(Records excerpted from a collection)
---------------
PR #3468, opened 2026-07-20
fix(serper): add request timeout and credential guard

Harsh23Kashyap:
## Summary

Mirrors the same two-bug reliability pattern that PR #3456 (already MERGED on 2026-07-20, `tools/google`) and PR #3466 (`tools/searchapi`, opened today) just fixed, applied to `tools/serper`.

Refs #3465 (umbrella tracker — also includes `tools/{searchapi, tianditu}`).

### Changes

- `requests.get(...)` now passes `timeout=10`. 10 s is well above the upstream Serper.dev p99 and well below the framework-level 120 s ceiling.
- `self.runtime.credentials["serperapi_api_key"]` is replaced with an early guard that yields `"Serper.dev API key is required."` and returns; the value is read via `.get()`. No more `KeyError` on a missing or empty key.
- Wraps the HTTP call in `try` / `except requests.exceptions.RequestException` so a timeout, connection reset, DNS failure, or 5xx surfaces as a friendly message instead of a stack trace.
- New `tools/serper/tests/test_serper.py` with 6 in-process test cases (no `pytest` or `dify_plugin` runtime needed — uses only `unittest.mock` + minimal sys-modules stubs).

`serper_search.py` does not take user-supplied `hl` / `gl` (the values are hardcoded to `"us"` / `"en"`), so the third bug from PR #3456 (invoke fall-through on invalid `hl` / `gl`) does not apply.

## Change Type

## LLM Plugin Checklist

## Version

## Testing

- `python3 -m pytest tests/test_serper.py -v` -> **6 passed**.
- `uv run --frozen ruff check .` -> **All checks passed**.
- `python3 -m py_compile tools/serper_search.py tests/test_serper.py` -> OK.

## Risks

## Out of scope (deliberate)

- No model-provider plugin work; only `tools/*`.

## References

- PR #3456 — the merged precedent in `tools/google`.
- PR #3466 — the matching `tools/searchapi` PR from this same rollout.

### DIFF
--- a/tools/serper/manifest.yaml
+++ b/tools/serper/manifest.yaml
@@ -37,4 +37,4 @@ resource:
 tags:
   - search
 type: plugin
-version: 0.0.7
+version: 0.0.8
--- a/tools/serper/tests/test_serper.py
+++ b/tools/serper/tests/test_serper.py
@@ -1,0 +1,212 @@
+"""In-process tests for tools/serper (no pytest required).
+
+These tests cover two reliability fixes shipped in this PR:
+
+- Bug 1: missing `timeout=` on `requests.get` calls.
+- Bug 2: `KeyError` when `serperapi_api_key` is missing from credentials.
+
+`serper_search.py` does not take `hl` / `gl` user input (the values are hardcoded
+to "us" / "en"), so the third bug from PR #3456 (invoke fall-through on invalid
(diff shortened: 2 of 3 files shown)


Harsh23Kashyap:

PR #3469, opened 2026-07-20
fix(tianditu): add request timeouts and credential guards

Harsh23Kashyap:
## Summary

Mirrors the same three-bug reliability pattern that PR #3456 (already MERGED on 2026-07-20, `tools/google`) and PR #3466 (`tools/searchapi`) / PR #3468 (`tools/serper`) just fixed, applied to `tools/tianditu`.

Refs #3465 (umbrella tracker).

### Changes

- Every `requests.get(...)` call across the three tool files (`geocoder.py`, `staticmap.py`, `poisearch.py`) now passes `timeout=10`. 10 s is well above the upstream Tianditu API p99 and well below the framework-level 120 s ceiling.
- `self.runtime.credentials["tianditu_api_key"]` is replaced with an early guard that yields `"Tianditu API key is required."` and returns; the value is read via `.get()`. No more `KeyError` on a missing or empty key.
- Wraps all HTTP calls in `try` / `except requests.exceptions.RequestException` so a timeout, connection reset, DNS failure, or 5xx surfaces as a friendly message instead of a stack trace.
---------------
(Exercise requirements) Give again, exactly as written, the lines running from the first line of the data above through the line that contains "--- a/tools/serper/tests/test_serper.py".

(Solution for this exercise)
PR #3468, opened 2026-07-20
fix(serper): add request timeout and credential guard

Harsh23Kashyap:
## Summary

Mirrors the same two-bug reliability pattern that PR #3456 (already MERGED on 2026-07-20, `tools/google`) and PR #3466 (`tools/searchapi`, opened today) just fixed, applied to `tools/serper`.

Refs #3465 (umbrella tracker — also includes `tools/{searchapi, tianditu}`).

### Changes

- `requests.get(...)` now passes `timeout=10`. 10 s is well above the upstream Serper.dev p99 and well below the framework-level 120 s ceiling.
- `self.runtime.credentials["serperapi_api_key"]` is replaced with an early guard that yields `"Serper.dev API key is required."` and returns; the value is read via `.get()`. No more `KeyError` on a missing or empty key.
- Wraps the HTTP call in `try` / `except requests.exceptions.RequestException` so a timeout, connection reset, DNS failure, or 5xx surfaces as a friendly message instead of a stack trace.
- New `tools/serper/tests/test_serper.py` with 6 in-process test cases (no `pytest` or `dify_plugin` runtime needed — uses only `unittest.mock` + minimal sys-modules stubs).

`serper_search.py` does not take user-supplied `hl` / `gl` (the values are hardcoded to `"us"` / `"en"`), so the third bug from PR #3456 (invoke fall-through on invalid `hl` / `gl`) does not apply.

## Change Type

## LLM Plugin Checklist

## Version

## Testing

- `python3 -m pytest tests/test_serper.py -v` -> **6 passed**.
- `uv run --frozen ruff check .` -> **All checks passed**.
- `python3 -m py_compile tools/serper_search.py tests/test_serper.py` -> OK.

## Risks

## Out of scope (deliberate)

- No model-provider plugin work; only `tools/*`.

## References

- PR #3456 — the merged precedent in `tools/google`.
- PR #3466 — the matching `tools/searchapi` PR from this same rollout.

### DIFF
--- a/tools/serper/manifest.yaml
+++ b/tools/serper/manifest.yaml
@@ -37,4 +37,4 @@ resource:
 tags:
   - search
 type: plugin
-version: 0.0.7
+version: 0.0.8
--- a/tools/serper/tests/test_serper.py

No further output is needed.